Two crates solve this cleanly for application code. anyhow provides a single anyhow::Error type that wraps any error with context, using the ? operator for propagation and .context() for annotating errors with human-readable messages:
use anyhow::{Context, Result};
async fn load_channel_config(channel_id: &str) -> Result<ChannelConfig> {
let path = format!("config/{}.json", channel_id);
let text = tokio::fs::read_to_string(&path)
.await
.with_context(|| format!("Reading config for channel {}", channel_id))?;
let config: ChannelConfig = serde_json::from_str(&text)
.context("Parsing channel config JSON")?;
Ok(config)
}
The ? operator propagates errors upward. The .context() call adds a message that will appear in the error chain when the error is eventually printed. The return type Result<ChannelConfig> is anyhow::Result, which is std::result::Result<T, anyhow::Error>. No custom error enum, no impl From<serde_json::Error>, no manual error conversion.
thiserror is the complementary tool for library code, where you want to expose structured error types that callers can match on. For application code, anyhow is almost always sufficient.
What You Still Get
The high-level approach does not mean abandoning Rust’s guarantees. The borrow checker still prevents use-after-free bugs. The type system still makes null pointer dereferences impossible — there is no null in Rust; optional values are explicit Option<T>, and the compiler requires you to handle both cases. Data races are still impossible, even with Arc<Mutex<T>>, because the type system enforces lock acquisition before access.

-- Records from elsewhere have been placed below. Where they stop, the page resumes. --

PR #858, opened 2020-08-30
Moar notifications

jace:


funnel/models/moderation.py
```diff
@@ -47,16 +53,24 @@ def get_one(cls, exclude_user=None):
...
 
-Comment.report_spam = _report_comment
+@reopen(Comment)
+class Comment:
+    def report_spam(self, actor):
+        report = CommentModeratorReport.query.filter_by(
+            user=actor, comment=self
+        ).one_or_none()
+        if report is None:
+            report = CommentModeratorReport(user=actor, comment=self)
```
jace, line 73: Make this `CommentModeratorReport.submit(...)` and let that class deal with the deduplication.

funnel/templates/notifications/comment_report_received_email.html.jinja2
```diff
@@ -0,0 +1,12 @@
+{% extends "notifications/layout_email.html.jinja2" %}
+{% block content -%}
+
+<p>{% trans actor=view.actor.fullname %}Hi {{ actor }},{% endtrans %}</p>
+
+<p>
+    {% trans url=url_for('siteadmin_review_comment', report=view.report.uuid_b58) -%}
+    A comment has been reported as spam. <a href="{{ url }}">Please review</a>.
+    {%- endtrans %}
+</p>
```
jace, line 10: This is a use case for adding the actions layer to notifications. I'll spec it out along with the Telegram transport, but we could do a couple quick fixes here:

1. Include a copy of the comment. (This may be a bad idea if it triggers spam detection in the email client.)

2. Use a button bar in the template. `<p class="btn-bar"><a class="btn">`

funnel/views/commentvote_notification.py
```diff
@@ -0,0 +1,28 @@
...
+
+    reason = __("You are receiving this because you are a site admin.")
+
+    def web(self):
+        return render_template(
+            'notifications/comment_report_received_web.html.jinja2', view=self
+        )
+
+    def email_subject(self):
+        return _("Comment reported as spam")
```
jace, line 23: Following convention of emojis in all email, maybe 💩

funnel/views/commentvote_notification.py
```diff
@@ -0,0 +1,28 @@
...
+
+    def email_content(self):
+        return render_template(
+            'notifications/comment_report_received_email.html.jinja2', view=self
+        )
```
jace, line 28: SMS template is needed.

funnel/models/notification_types.py
```diff
@@ -134,30 +129,45 @@ class ProjectStartingNotification(ProfileIsParent, Notification):
...
+    category = notification_categories.participant
     title = __("When my proposal receives a comment")
     exclude_actor = True
 
     document_model = Proposal
     fragment_model = Comment
     # Note: These roles must be available on Comment, not Proposal. Roles come from
     # fragment if present, document if not.
-    roles = ['presenter', 'replied_to_commenter']
+    roles = ['presenter', 'replied_to_commenter']  # FIXME: Role may still be 'speaker'
```
iambibhas, line 161: `presenter` seems right https://github.com/hasgeek/funnel/blob/d2111a9efde8d6ced07205f761dc0f5f407a5b53/funnel/models/proposal_membership.py#L98-L108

You also get Rust’s tooling. cargo handles dependencies, builds, tests, and benchmarks in a unified tool. clippy provides lint warnings that are consistently useful rather than pedantic. rustfmt formats code deterministically. The compiler’s error messages name the specific rule being violated and often suggest the fix.
And you get Rust’s performance ceiling. High-level Rust code is not as fast as maximally optimized systems Rust, but it is significantly faster than equivalent Python or Ruby and roughly comparable to Go for most application workloads. The extra allocations from owned types and occasional clones are measured in microseconds, not milliseconds.
The Path Forward
The case for learning high-level Rust first is not that lifetimes and borrows are useless. They are genuinely powerful tools for the problems they solve. The case is that they are not the right starting point for someone building application code, and learning them first obscures how much Rust you can write without them.

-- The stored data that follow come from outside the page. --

PR #862, opened 2020-09-02
UI fixes

vidya-ram:
1. Use platform-native share(web api)
2. Fix bug of lazy loading on notification feed page. 
When the site updates page is loaded on a large screen, only the first page of notifications are shown. Second page is not loaded as there is no scroll activity, but a spinner appears permanently
3. Fix the padding of sub pages of project.
4. Change notification preferences choice to wrap on mobile
5. Fix the size and position of home icon on mobile and desktop
6. Change calendar strip to be full width

### DIFF
--- a/funnel/assets/js/update.js
+++ b/funnel/assets/js/update.js
@@ -12,12 +12,13 @@ const Updates = {
     updateTemplate,
     isEditor,
     headerHeight,
+    addReadMore,
   }) {
     Vue.use(VS2);
 
     const updateUI = Vue.component('update', {
       template: updateTemplate,
-      props: ['update', 'iseditor'],
+      props: ['update', 'iseditor', 'addreadmore'],
       data() {
         return {
           truncated: true,
@@ -71,6 +72,7 @@ const Updates = {
           updates: updates.length > 0 ? updates : '',
           isEditor,
           headerHeight,
+          addReadMore,
         };
       },
       mounted() {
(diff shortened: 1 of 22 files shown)


funnel/static/css/app.css
```diff
@@ -1615,58 +1617,6 @@ a.loginbutton.hidden,
   padding-right: 0;
 }
 
-.tabs {
```
vidya-ram, line 1618: Moved to Basframe

funnel/templates/project.html.jinja2
```diff
@@ -69,6 +69,41 @@
 {% block contenthead %}{% endblock %}
 
 {% block baseheadline %}
+  {% if current_auth.user.is_site_editor %}
```
vidya-ram, line 72: Don't need feature project form in all sub pages of project

funnel/assets/js/update.js
```diff
@@ -12,12 +12,13 @@ const Updates = {
...
     isEditor,
     headerHeight,
+    addReadMore,
   }) {
     Vue.use(VS2);
 
     const updateUI = Vue.component('update', {
       template: updateTemplate,
-      props: ['update', 'iseditor'],
+      props: ['update', 'iseditor', 'addreadmore'],
```
jace, line 21: This isn't case sensitive?

jace (approved):

funnel/assets/js/update.js
vidya-ram: vue template variables(props) don't allow camel case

Start with String, Vec, HashMap, Option, Result, and the ? operator. Use #[derive(Clone, Debug, Serialize, Deserialize)] on every data struct. Use Arc<RwLock<T>> for shared state. Use anyhow for errors. Write application code. Observe that the borrow checker, without a single lifetime annotation, catches real bugs: use-after-move errors, double-frees, data races that would silently corrupt state in any other language.
Once that is comfortable, the path to systems-level Rust — borrowed slices, lifetime annotations, zero-copy parsing — is well-documented in The Rust Book and the Rustonomicon for unsafe code. Those chapters make more sense after you have internalized ownership. They are much harder to absorb as a first introduction.
The 80/20 framing in the original article is accurate, with one refinement: the 80% of benefits you get from high-level Rust is not a consolation prize. For most software, it is exactly the part that matters.